# Which oil for my lathe?



## brianhabby (9 Sep 2013)

Hello all,

Which oil should I use?

I have a Smart & Brown SABEL Lathe and would like some advice on which oil I should use. I haven't used the lathe much since obtaining it some months ago but am starting to use it more of late.

The instruction book talks about Gargoyle DTE Oil Light but I have no idea where to obtain it.

I have seen some on eBay Item No. 171105075801

Would that be suitable?

Any advice on this subject would be more than welcome.

regards


Brian


----------



## CHJ (9 Sep 2013)

Ordinary SAE 30 Motor oil should be fine for general use on the lathe. 
Nowhere on the machine will bearings and sliding surfaces be subjected to the loads found in an auto engine.


----------



## monkeybiter (10 Sep 2013)

+1
When I bought my Harrison L5 from Pemmsa in Dewsbury I had also bought some gear oil to keep the g'box sump topped up. The sellers, who were ex Harrison engineers apparently, advised that this was 'far too good' and that cheap engine oil would be fine.


----------



## Inspector (10 Sep 2013)

My Lathe, a 13x37, calls for Mobil DTE light or ISO 32 equivalent. The Chevron oil I got of the ISO 32 spec is actually a hydraulic oil for tractors etc., and was in the $80 range for a 20 litre pail. I got it at an automotive parts supplier but could have found it at a lower price at any place selling the oil for farmers and contractors.

Pete


----------



## Random Orbital Bob (10 Sep 2013)

My RP CL4 manual recommends their super dooper specially formulated in the crotch of a Himalayan Monks jockstrap and then slowly distilled in oak barrels for 400 years before passing through the digestive system of a Sheffield steel worker. Which...surprise surprise....is really expensive.

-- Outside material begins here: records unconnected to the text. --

PR #582, opened 2023-05-20
Prepend all external functions

### LINKED ISSUE #578: Be explicit about dependency use
Rather than using `import()` and `importFrom()` (currently used in [bioRad.R](https://github.com/adokter/bioRad/blob/master/R/bioRad.R) and functions), use `pkg::function()` notation when using a function from a dependency.

Advantages:
- More welcoming to new maintainers: where is this function coming from?
- Easier to use GitHub/grep find to see dependency use
- No need to maintain `importFrom()`
- Avoids masking/name space clashes

Note: only base R and bioRad function would be written as `function()`. We could also make an exception for pipes (`%>%`).

Example:

```R
# Use
groups <- rhdf5::h5ls(file, recursive = FALSE)$name
# Rather than
groups <- h5ls(file, recursive = FALSE)$name
```

peterdesmet:
Fixes #578.

# Results

- All external functions are prepended with `function::`
- All `import` and `importFrom` lines are removed from the package.

Exceptions:

1. Two dplyr functions are imported, because `dplyr::%>%` and `dplyr::.data` are awkward to write.

https://github.com/adokter/bioRad/blob/561bfc8351fabf8d6fc0cacb593d4bc404235bae/R/bioRad.R#L14

2. In the tests, `testthat::` functions do not need to be prepended.


peterdesmet:
I notice one failure, will investigate later.

adokter (approved):

adokter:
looking good, please bump version before merging

peterdesmet:
I am getting the following NOTE when running R CMD check:

> ❯ checking dependencies in R code ... NOTE
>  Namespace in Imports field not imported from: ‘rgdal’
>   All declared Imports should be used.

This note disappears if I remove `rgdal` from the dependencies. @adokter @bart1 Are we no longer using it?

bart1:
I guess this all should be resolved with #570 @iskandari do you need help there?

peterdesmet:
This PR is now getting failed tests where it didn't before:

However....at the bottom of the page in very small print it also says SAE 30 motor oil will also do (begrudgingly)

Oddly...it works a treat


----------



## AES (10 Sep 2013)

+1 for SAE 30 oil.

I only have a Chiwanese import and it said nothing in the "Handbook" about oil (actually it said very little about anything at all in the Handbook !!!), even though being one of the slightly better Chinese machines ("Real Bull"), it does have oilers.

But checking around places such as the Model Engineer website (where this query comes up quite frequently) the consensus was "ordinary/cheap" SAE 30 would be fine. So far (about 6 or 7 years now), I've had no problems at all.

But even though I'm in the (warm) cellar I do keep the lathe covered all the time when not in use, and I do give it a quick oiling (and swarf removal) after EVERY use.

Hope that helps.

AES


----------



## Inspector (10 Sep 2013)

Don't use detergent oil. It is designed to keep "stuff" in suspension, that in a car, would be cleaned out by the oil filter. Non-detergent oil lets any particles settle to the bottom of the gearbox rather than be chewed over and over. 

Pete


----------



## CHJ (10 Sep 2013)

Inspector":2nys2t71 said:


> Don't use detergent oil. It is designed to keep "stuff" in suspension, that in a car, would be cleaned out by the oil filter. Non-detergent oil lets any particles settle to the bottom of the gearbox rather than be chewed over and over.
> 
> Pete


Can also increase the rattle factor on old machinery if it flushes out the build up from the nooks and crannies.

More years ago than I care to recall with any enthusiasm, a work colleague who had an Austin A55 from new made the mistake of buying some ultra detergent oil regularly advertised as the best and brightest in his car club mag.
It cleaned out the rubbish within a couple of weeks OK, precisely as advertised, enforcing another filter change because it blocked the one fitted with the new oil and resulted in pressure loss because the relief valve opened.
It also tripled his subsequent oil consumption because it cleaned out all the accumulated junk from the piston ring grooves.


----------



## porker (10 Sep 2013)

I use ISO32 spec for my myford. This is the same spec as that recommended by Myford but I won't buy the tiny quantities of Nuto 32 offered by the model engineering suppliers. It is also called hydraulic oil and they sell it at agricultural suppliers in gallon (5L).


----------



## brianhabby (12 Sep 2013)

Okay folks, thanks for taking the trouble to reply. 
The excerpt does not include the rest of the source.